Here $\lambda,\mu,t$ are scalars.
I do not know how to solve $(1)$ and $(2)$ and put into $(3)$ to prove the desired result.
Please help me.Thanks.


You're missing an additional piece of information: There are two parallel sides to the trapezium. Express this by assuming that $\vec b -\vec c = k\vec a$ for some $k$. You now can solve for $$\vec b = \vec c + k\vec a\,.\tag4$$ Put (4) into the equation (1) = (2) to find $$\mu = \lambda = \frac1{k+1}\,.$$ You then check that with this choice of $\lambda$ and $\mu$, the resulting $\vec r$ satisfies (3). Note that with (4), equation (3) becomes $$ \vec r = t\vec c + \left(\frac {t(k-1)+1}2\right)\vec a\,. $$


(1) and (2) can be solved for $\mu$ and $\lambda$ by setting $\lambda \vec{b} =\vec{a}+\mu(\vec{c}-\vec{a}) $ and looking at the two coordinates. This gives two equations in two unknowns, and so can be solved. Putting in the values for $\lambda \vec{b} $ gives the coordinates of the point of intersection.
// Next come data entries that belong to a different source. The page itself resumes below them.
PR #14, opened 2023-06-20
feat(strategy): Add remove strategy and small refactor

jneo8:
It's a example how to define the strategy for different 3rd party tool resources.
- Refactor: Change InstallStrategy to Strategy
- Feature: Add remove strategy for storcli.
- Feature: Change install strategy for storcli.

### DIFF
--- a/src/vendor.py
+++ b/src/vendor.py
@@ -9,7 +9,7 @@ from pathlib import Path
 from charms.operator_libs_linux.v0 import apt
 from ops.model import ModelError, Resources
 
-from config import SNAP_COMMON, VENDOR_TOOLS
+from config import SNAP_COMMON, TOOLS_DIR, VENDOR_TOOLS
 
 logger = logging.getLogger(__name__)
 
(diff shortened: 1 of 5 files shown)


Pjack (approved):

src/vendor.py
```diff
@@ -20,18 +21,32 @@ def copy_to_snap_common_bin(source: Path, filename: str) -> None:
...
 
 
-class InstallStrategyABC(metaclass=ABCMeta):  # pylint: disable=R0903
+def symlink(src: Path, dst: Path) -> None:
+    """Create softlink."""
+    try:
+        dst.unlink(missing_ok=True)  # Remove file if exists
+        os.symlink(src, dst)
+    except OSError as err:
+        logger.error(err)
```
rgildein, line 30: not-blocking: I think it more useful to use `logger.exception` instead of `logger.error`

src/vendor.py
```diff
@@ -20,18 +21,32 @@ def copy_to_snap_common_bin(source: Path, filename: str) -> None:
...
+        raise err
+
+
+class VendorStrategyABC(metaclass=ABCMeta):  # pylint: disable=R0903
```
rgildein, line 34: I believe that `# pylint: disable=R0903` cloud be removed now.

src/vendor.py
```diff
@@ -20,18 +21,32 @@ def copy_to_snap_common_bin(source: Path, filename: str) -> None:
...
     def install(self, name: str, path: Path) -> None:
         """Installation details."""
 
+    @abstractmethod
+    def remove(self) -> None:
+        """Installation details."""
+
 
-class DebInstallStrategy(InstallStrategyABC):  # pylint: disable=R0903
+class DebStrategyMixin:
```
rgildein, line 46: not-blocking: Why we are creating mixin here? We not simply two functions, since none of the function is actually using anything from class.

src/vendor.py
```diff
@@ -41,27 +56,47 @@ def install(self, name: str, path: Path) -> None:
...
+            logger.info("Remove deb package %s", pkg)
+        except subprocess.CalledProcessError as exc:
+            raise apt.PackageError(f"Fail to remove deb {pkg}") from exc
 
-class StorCLIInstallStrategy(DebInstallStrategy):  # pylint: disable=R0903
+
+class StorCLIStrategy(
+    VendorStrategyABC,
+    DebStrategyMixin,
+):  # pylint: disable=R0903
```
rgildein, line 73: I believe that `# pylint: disable=R0903` cloud be removed now.

src/vendor.py
```diff
@@ -20,18 +21,32 @@ def copy_to_snap_common_bin(source: Path, filename: str) -> None:
     shutil.copy(source, f"{SNAP_COMMON}/bin/{filename}")
 
 
-class InstallStrategyABC(metaclass=ABCMeta):  # pylint: disable=R0903
+def symlink(src: Path, dst: Path) -> None:
+    """Create softlink."""
+    try:
+        dst.unlink(missing_ok=True)  # Remove file if exists
+        os.symlink(src, dst)
```
rgildein, line 28: not-blocking: why not using `dst.symlink_to`?

src/vendor.py
jneo8: From my point of view it's because I want other developers can know that `StorCLIStrategy` is using deb resource. There will be more Mixins like APT so for example the `SSACLIStrategy(..., APTStrategyMixin)` means this strategy is using apt.

By your point also make sense to me. I think I may need more openion.

rgildein: At first glance, for it looks better to stick with `class DebInstallStrategy(VendorStrategyABC)` and inherit from it in `class StorCLIStrategy(DebInstallStrategy)`, but than I though about it one more time and there is no benefit using it as class.
The `install_deb` and `remove_deb` do not use anything from class (no need to have `self`) and for `StorCLIStrategy` there is no benefit (or disadvantage) to use `install_deb` as build in function in class.
That's why I think it would be simpler to define and use just functions.

src/vendor.py
jneo8: updated

src/vendor.py
jneo8: updated

src/vendor.py
jneo8: updated

src/vendor.py
jneo8: updated

src/vendor.py
jneo8: updated

rgildein (approved):
LGTM

PR #15, opened 2023-06-21
Feat/3rd party raid resources

jneo8:
Add 3rd party strategies.

Depend on: #14

### DIFF
--- a/src/vendor.py
+++ b/src/vendor.py
@@ -2,6 +2,7 @@
 import logging
 import os
 import shutil
+import stat
 import subprocess
 import typing as t
 from abc import ABCMeta, abstractmethod
@@ -53,8 +54,24 @@ def remove_deb(pkg: str) -> None:
         raise apt.PackageError(f"Fail to remove deb {pkg}") from exc
 
 
-class VendorStrategyABC(metaclass=ABCMeta):
-    """Basic install strategy class."""
+def make_executable(src: Path) -> None:
+    """Make src executable."""
+    uid = 0
+    gid = 0
+    try:
+        os.chmod(src, stat.S_IEXEC)
+        os.chown(src, uid, gid)
+    except OSError as err:
+        logger.error(err)
+        raise err
+
+
+class StrategyABC(metaclass=ABCMeta):  # pylint: disable=R0903
+    """Base strategy."""
+
+
+class TPRStrategyABC(StrategyABC, metaclass=ABCMeta):
+    """Third party resource strategy class."""
 
     @abstractmethod
     def install(self, name: str, path: Path) -> None:
@@ -64,7 +81,8 @@ class VendorStrategyABC(metaclass=ABCMeta):
     def remove(self) -> None:
         """Installation details."""
 
-class StorCLIStrategy(VendorStrategyABC):
+
+class StorCLIStrategy(TPRStrategyABC):
     """Strategy to install storcli."""
 
     name = "storcli"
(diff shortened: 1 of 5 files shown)


src/vendor.py
```diff
@@ -113,9 +177,12 @@ def install(self, resources: Resources) -> None:
         """Install tools."""
         fetch_tools = self.fetch_tools(resources)
         for name, path in resources._paths.items():  # pylint: disable=W0212
+            print(f"{name} {path}")
```
chanchiwai-ray, line 180: Maybe you want to remove `print`?

src/vendor.py
```diff
@@ -52,8 +54,24 @@ def remove_deb(pkg: str) -> None:
...
 
-class VendorStrategyABC(metaclass=ABCMeta):
-    """Basic install strategy class."""
+def make_executable(src: Path) -> None:
+    """Make src executable."""
+    uid = 0
+    gid = 0
+    try:
+        os.chmod(src, stat.S_IEXEC)
+        os.chown(src, uid, gid)
```
chanchiwai-ray, line 63: nitpick: why not `os.chown(src, 0, 0)`?

src/vendor.py
```diff
@@ -113,9 +177,12 @@ def install(self, resources: Resources) -> None:
         """Install tools."""
         fetch_tools = self.fetch_tools(resources)
         for name, path in resources._paths.items():  # pylint: disable=W0212
```
chanchiwai-ray, line 179: The `# pylintL disable=W0212` can be avoid if we used [`fetch`](https://github.com/canonical/operator/blob/main/ops/model.py#L1634) method in `fetch_tools`, and let that function return the a dictionary of name and path.

src/vendor.py
```diff
@@ -125,7 +192,7 @@ def remove(self, resources: Resources) -> None:
         for name in resources._paths.keys():  # pylint: disable=W0212
```
chanchiwai-ray, line 192: The `# pylintL disable=W0212` can be avoid if we used [`fetch`](https://github.com/canonical/operator/blob/main/ops/model.py#L1634) method in fetch_tools, and let that function return the a dictionary of name and path.

tests/unit/test_vendor.py
```diff
@@ -82,8 +104,9 @@ def test__02_fetch_tools(self):
 
         fetch_tools = self.vendor_helper.fetch_tools(mock_resources)
 
+        print(mock_resources._paths)
```
chanchiwai-ray, line 107: Maybe you want to remove `print`?

tests/unit/test_vendor.py
```diff
@@ -64,15 +87,14 @@ def setUp(self):
     def test_01_strategies(self):
         """Check strategies define correctly."""
         strategies = self.vendor_helper.strategies
-        assert strategies.keys() == {"storecli-deb"}
-
+        assert strategies.keys() == {"storcli-deb", "perccli-deb", "sas2ircu-bin", "sas3ircu-bin"}
```
chanchiwai-ray, line 90: (non-blocking) FYI, you can use `self.assertEqual()` in the subclass of `unittest.TestCase`

tests/unit/test_vendor.py
```diff
@@ -54,6 +59,24 @@ def test_symlink_error_handling(self):
...
+        mock_src = mock.Mock()
+        with self.assertRaises(OSError):
+            make_executable(mock_src)
+        mock_os.chmod.assert_called_with(mock_src, stat.S_IEXEC)
+        mock_os.chown.assert_called_with(mock_src, 0, 0)
+
+
 class TestVendorHelper(unittest.TestCase):
     def setUp(self):
         self.harness = ops.testing.Harness(PrometheusHardwareExporterCharm)
```
chanchiwai-ray, line 82: You might want to check [this](https://github.com/canonical/operator/blob/main/ops/testing.py#L381)

chanchiwai-ray (changes requested):
Thanks for the feature 👍🏻. I left some suggested changes.

src/vendor.py
jneo8: The reason why `fetch_tools` function exists is because we don't want to mix the fetching resource logic and install strategy logic together. It's more nice for testing and more easy to understand.

I will say it's the missing part of the `resources` to return the path.

src/vendor.py
```diff
@@ -52,8 +54,24 @@ def remove_deb(pkg: str) -> None:
...
+    except OSError as err:
+        logger.error(err)
+        raise err
+
+
+class StrategyABC(metaclass=ABCMeta):  # pylint: disable=R0903
+    """Base strategy."""
+
+
+class TPRStrategyABC(StrategyABC, metaclass=ABCMeta):
```
Pjack, line 73: small question, what does TPR mean here?

jneo8: Third party resource. I mentioned it in doc-string.

Pjack: I find the answer: thrid party resource

src/vendor.py
jneo8: I think it's more friendly to read. But it's not a big problem.
If you insist I can remove it.

Pjack (approved):
LGTM

src/vendor.py
chanchiwai-ray: Okay, I think it should be easy to solve without using `resources._paths.keys()`, but it's not a deal breaker here. I'll mark it resolved

chanchiwai-ray (approved):
LGTM

PR #16, opened 2023-06-23
Add alert rules for ssacli

sudeephb:


src/prometheus_alert_rules/ssacli.yaml
```diff
@@ -0,0 +1,63 @@
...
+      severity: critical
+    annotations:
+      summary: ssacli controller status not Ok. (instance {{ $labels.instance }})
+      description: |
+        SSACLI controller status not OK.
+          STATUS = {{ $labels.status }}
+          LABELS = {{ $labels }}
+
+  - alert: SsaCLILogicalDriveNotOK
+    expr: ssacli_ld_info{status != "OK"} > 0
```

Similarly, equation (3) gives parameterizations for the coordinates of the line. Looking at one of these, say $x$, you can solves for the value of $t$ that gives that $x$ value.

That same value of $t$ should give the $y$ coordinate of the intersection.

I feel that there should be a more purely vector approach, but one does not occur to me right now.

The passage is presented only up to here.